I wish I had caught this a few months ago when it came out, but the Federal Reserve went ahead and re-interviewed folks studied in the 2007 Survey of Consumer Finances. The SCF does not usually follow specific people through time—the last panel SCF was in 1989—so this study offers an interesting opportunity to see what happened to family finances following the collapse of the housing bubble.
Of course, we have produced several papers based on SCF data in which we estimate the impact on various groups of people based on housing and stock prices. But a follow-up study of the 2007-vintage respondents would in theory be a better approach.
According to the Fed study, median family net worth fell 23 percent from $125,400 in 2007 to only $96,000 in 2009. Largely, this change reflected falling assets rather than increased debt. In particular, the median value of primary residences fell 15 percent from $207,100 to $176,000.

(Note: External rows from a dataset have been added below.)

PR #178, opened 2017-08-05
Implementation of the serial interface extended and documented.

boris-wenzlaff:
**Extensions for the serial interface**
* Send method
* Shutdown method
* Class and function documentation
* Interface documentation
* Example for the serial interface


can/interfaces/serial/serial_can.py
```diff
@@ -1,9 +1,14 @@
...
+Enable basic can communication over a serial device.
 
-E.g. over bluetooth with "/dev/rfcomm0"
+E.g. over bluetooth with "/dev/rfcomm0" or with Arduino "/dev/ttyACM0" on Linux
+or "COM3" on Windows systems.
 
 """
+# TODO implement test cases
+# TODO implement timeout for send and receive
+# TODO implement cyclic send
```
hardbyte: Could you please open these as issues in github to make it easier to track.

can/interfaces/serial/serial_can.py
```diff
@@ -12,35 +17,92 @@
 try:
     import serial
 except ImportError:
-    logger.error("You won't be able to use the serial can backend without the serial module installed!")
+    logger.error("You won't be able to use the serial can backend without the "
```
hardbyte: For consistency with the other interfaces can you please switch this to use the `warning` level here.

can/interfaces/serial/serial_can.py
```diff
@@ -12,35 +17,92 @@
...
+
+            .. note:: Some serial port implementations don't care about the bit
+                      rate.
+
+        :param float timeout:
+            Timeout for the serial device in seconds (default 0.1).
         """
+
         if channel == '':
             raise TypeError("Must specify a serial port.")
```
hardbyte: This should be a `ValueError` as the type (`str`) is correct

doc/interfaces/serial.rst
```diff
@@ -2,9 +2,18 @@
 
 CAN over Serial
 ===============
-
 A text based interface. For example use over bluetooth with
-``/dev/rfcomm0``
+``/dev/rfcomm0`` or with Arduino ``/dev/ttyACM0``. The interface is a simple
+implementation that is primarily intended for recording CAN traces.
```
hardbyte: Instead of saying the interface has a "primary intended use" say it "has been used for".

doc/interfaces/serial.rst
```diff
@@ -2,9 +2,18 @@
 
 CAN over Serial
 ===============
-
 A text based interface. For example use over bluetooth with
-``/dev/rfcomm0``
+``/dev/rfcomm0`` or with Arduino ``/dev/ttyACM0``. The interface is a simple
```
hardbyte: Let's include a couple of really common serial channels: ``COM1``, ``/dev/ttyUSB0``, ``/dev/ttyS1``.  I don't have a problem linking to your Arduino example, but perhaps a bit later in the docs - after establishing the basics. We want readers to feel confident that this interface will allow them to communicate with anything that can speak serial.

If you feel inspired perhaps you could write a standalone demo in the docs using `socat` and a pseudo term? See e.g. https://stackoverflow.com/questions/52187/virtual-serial-port-for-linux

doc/interfaces/serial.rst
```diff
@@ -2,9 +2,18 @@
...
+implementation that is primarily intended for recording CAN traces.
+To demonstrate the interface, the Arduino Sketch arduino-python-can-serial-demo_
+can be used.
+
+.. _arduino-python-can-serial-demo: https://github.com/boris-wenzlaff/arduino-python-can-serial-demo
+
+.. note::
+    The properties extended_id, is_remote_frame and is_error_frame
+    from the class can.Message are not in use. This interface will not
+    send or receive flags for this properties.
```
hardbyte: Typo: this -> these

doc/interfaces/serial.rst
```diff
@@ -13,5 +22,80 @@ Bus
 
 Internals
 ---------
+The frame that will be send and receive over the serial interface consists of
+six parts. The start and the stop byte for the frame, the timestamp, DLC,
+arbitration ID and the payload. Only the payload has a variable length of bytes
+(0 - 8 bytes), the other parts are fix. Both, the timestamp and the arbitration
+ID will be interpreted as 4 byte unsigned integers. The DLC is also a unsigned
+integer with a length of 1 byte.
```
hardbyte: A few minor english errors in this paragraph.
```
The frames that will be sent and received over the serial interface consist of
six parts. The start and the stop byte for the frame, the timestamp, DLC,
arbitration ID and the payload. The payload has a variable length of between 0 and
8 bytes, the other parts are fixed. Both, the timestamp and the arbitration
ID will be interpreted as 4 byte unsigned integers. The DLC is also an unsigned
integer with a length of 1 byte.
```

doc/interfaces/serial.rst
```diff
@@ -13,5 +22,80 @@ Bus
...
+| **Length (Byte)** | 1              | 4                                             | 1                             | 4                       | 0 - 8   | 1            |
++-------------------+----------------+-----------------------------------------------+-------------------------------+-------------------------+---------+--------------+
+| **Data type**     | Byte           | Unsigned 4 byte integer                       | Unsigned 1 byte integer       | Unsigned 4 byte integer | Byte    | Byte         |
++-------------------+----------------+-----------------------------------------------+-------------------------------+-------------------------+---------+--------------+
+| **Byte order**    | \-             | Little-Endian                                 | Little-Endian                 | Little-Endian           | \-      | \-           |
++-------------------+----------------+-----------------------------------------------+-------------------------------+-------------------------+---------+--------------+
+| **Description**   | Must be 0xAA   | Usually s, ms or µs since start of the device | Length in byte of the payload | \-                      | \-      | Must be 0xBB |
```
hardbyte: As the timestamp could have different scalars for different serial devices (which I'm not entirely sure is reasonable), then we should allow the user to inform the `Serial` class of this scalar to ensure that when serializing/deserializing a frame we apply a correction to the timestamp.

Even if we set some standard (e.g. integer microseconds), there will be some smarter devices (e.g. a raspberry pi) which will actually have epoch time, and some use cases that will want to collect more than `MAX_INT` microseconds. 

@christiansandberg care to weigh in here?

doc/interfaces/serial.rst
```diff
@@ -13,5 +22,80 @@ Bus
...
++-------------------+----------------+-----------------------------------------------+-------------------------------+-------------------------+---------+--------------+
+
+Examples of serial frames
```
hardbyte: These are great - thanks for taking the time.

doc/interfaces/serial.rst
christiansandberg: Is this implemented for some specific device or is it just something custom that is supposed to be implemented on the other side? In that case I think it should be clear how the protocol is specified. Right now it is in seconds but it should probably be in milli or microseconds which means it must be 8 bytes.

Also we might just as well add support for extended/std and remote frames to avoid backwards incompatible changes in the future. Add one byte with various flags.

boris-wenzlaff:
The last commit is only part of the fixes.
**Pending changes:**
* Test cases for the serial interface
* Remove arduino example
* Add pure Python example
* Check backward compatibility  with Python 2

**This will not be part of this deployment:**
* Any changes of the serial interface specification

The specification of the serial interface was derived from the receive method in the interface.  I do not know any public specification or a device that implements the interface. I think it was only implemented for a special case.
Currently I implement the can232 interface. When I'm done, we can bring them face to face and discuss the serial interface specification over the mailing list.
I share your concerns, but I did not want to change the interface specification without a geenrelle discussion.

boris-wenzlaff:
Ready for round two.

I have fixed all open points from the review. As already written, I have made no changes to the protocol itself. Here we should discuss in advance what should be changed and what cross-effects arise when we break the interface.

Thanks for the review Brian and Christan.

boris-wenzlaff:
I merged the develop branch into mine and Travis canceled the Python 2.7 tests (job #306).
After that I make small change to rerun the test (order of imports), the next run of the tests failed (job #308).
On my machine the tests run without any errors (Python 2.7.12 and 3.6.2).

Any ideas? Maybe a problem with Travis?


Error from job #308.1:
ERROR: testSQLWriterReceives (listener_test.ListenerTest)

----------------------------------------------------------------------

  File "/home/travis/build/hardbyte/python-can/test/listener_test.py", line 99, in testSQLWriterReceives

    self.assertEqual(msg[1], 0xDADADA)

TypeError: 'NoneType' object has no attribute '__getitem__'

-------------------- >> begin captured logging << --------------------

can: DEBUG: can config: {'interface': 'virtual', 'channel': None}

can.io.sql: INFO: Creating sqlite db

can.io.sql: DEBUG: Stopping sqlite writer

can.io.sql: INFO: Stopped sqlite writer after writing 0 messages

--------------------- >> end captured logging << ---------------------

examples/serial_com.py
```diff
@@ -0,0 +1,72 @@
...
+
+def time_millis():
+    return int(round(time.time() * 1000))
+
+
+def send_cyclic(bus, msg, stop_event):
+    print("Start to send a message every 1s")
+    start_time = time_millis()
+    while not stop_event.is_set():
+        msg.timestamp = time_millis() - start_time
```
christiansandberg: The timestamp is defined in seconds so this is incompatible with the rest of interfaces.

test/serial_test.py
```diff
@@ -0,0 +1,150 @@
...
+        self.assertEqual(msg, msg_receive)
+
+    def test_rx_tx_max_timestamp(self):
+        """
+        Tests the transfer with the highest possible timestamp
+        """
+        msg = can.Message(timestamp=0xFFFFFFFF)
+        self.bus.send(msg)
+        msg_receive = self.bus.recv()
+        self.assertEqual(msg, msg_receive)
```
christiansandberg: When testing two messages if they are equal, timestamp is not compared. You need to test `msg.timestamp` and `msg_receive.timestamp` instead.

test/serial_test.py
```diff
@@ -0,0 +1,150 @@
...
+        self.assertRaises(ValueError, self.bus.send, msg)
+
+    def test_rx_tx_min_timestamp(self):
+        """
+        Tests the transfer with the lowest possible timestamp
+        """
+        msg = can.Message(timestamp=0)
+        self.bus.send(msg)
+        msg_receive = self.bus.recv()
+        self.assertEqual(msg, msg_receive)
```
christiansandberg: Same here...

hardbyte:
Happy to merge once the minor timestamp comments Christian raised are addressed.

However, the numbers reported by the Fed do show something surprising. According to the panel results, the percent of families owning their primary residences in 2007 stood at 68.9 percent. This figure is slightly higher than the quarterly numbers reported by Census over the survey period (67.8-68.2 percent.) Over the same period two years later, Census reported homeownership rates had fallen to between 67.1-67.4 percent. The Fed, on the other hand, estimates that in 2009 some 70.3 percent of the 2007 panel families owned their primary residence.
Importantly, much of this reported surge in homeownership is heavily concentrated in the least-wealthy families. For every 30,000,000 families in the bottom quartile of 2007 net worth, the SCF implies an additional 1,650,000 homeowners and another 600,000 in the second quartile. By contrast, at least 630,000 homeowners in the top half of 2007 net worth no longer owned their homes by 2009.
On one hand, falling home prices have made homeownership much more affordable for the non-homeowners in 2007, and these renters were heavily concentrated in the bottom half of the wealth distribution. Thus, it is not surprising that many bought homes in this time. However, the 2009 SCF implies at least 7 percent of the less wealthy half of families became new homeowners within two years of the previous survey.
Some (half or more) of the differences between the SCF and Census may be explained by the fact homeownership rates increase with age and that the potential 2009 SCF population is two years older than the 2007 SCF population. For example, homeownership among those aged 35-44 in 2007 rose from 66.6 to 68.9 percent in the SCF data—a 2.3 percentage point change. Simply adjusting the 2007 Census homeownership rates for ages 35-44 to ages 37-46 would result in an increase of 2 percentage points. Thus, even accounting for aging, the SCF data show an increase in homeownership rates that requires some explanation.
There is also likely some upward bias in homeownership due to survey dropouts. If the homeowners who dropped out of the survey did so because they wound up deepest underwater in their mortgages, then this would bias upward the changes in ownership. If the renters who dropped out of the survey did so because they were in tough situations, this would bias upward both the initial ownership rates and (because they would be less likely to own by 2009) bias upward the increase in ownership.
The Fed authors do refer to the effect of aging and explore the possible character of the dropouts, but it is not clear that the dropouts are predictable based on 2007 data. It seems more likely that a change in the household situation rather than initial net worth would lead to nonresponse. Unfortunately, it is the changes themselves that are of interest.
In sum, we are pleased that the Federal Reserve authors have undertaken this interesting panel study but it may well understate the deterioration of household net worth since the financial crisis. The results should be taken with a grain of salt.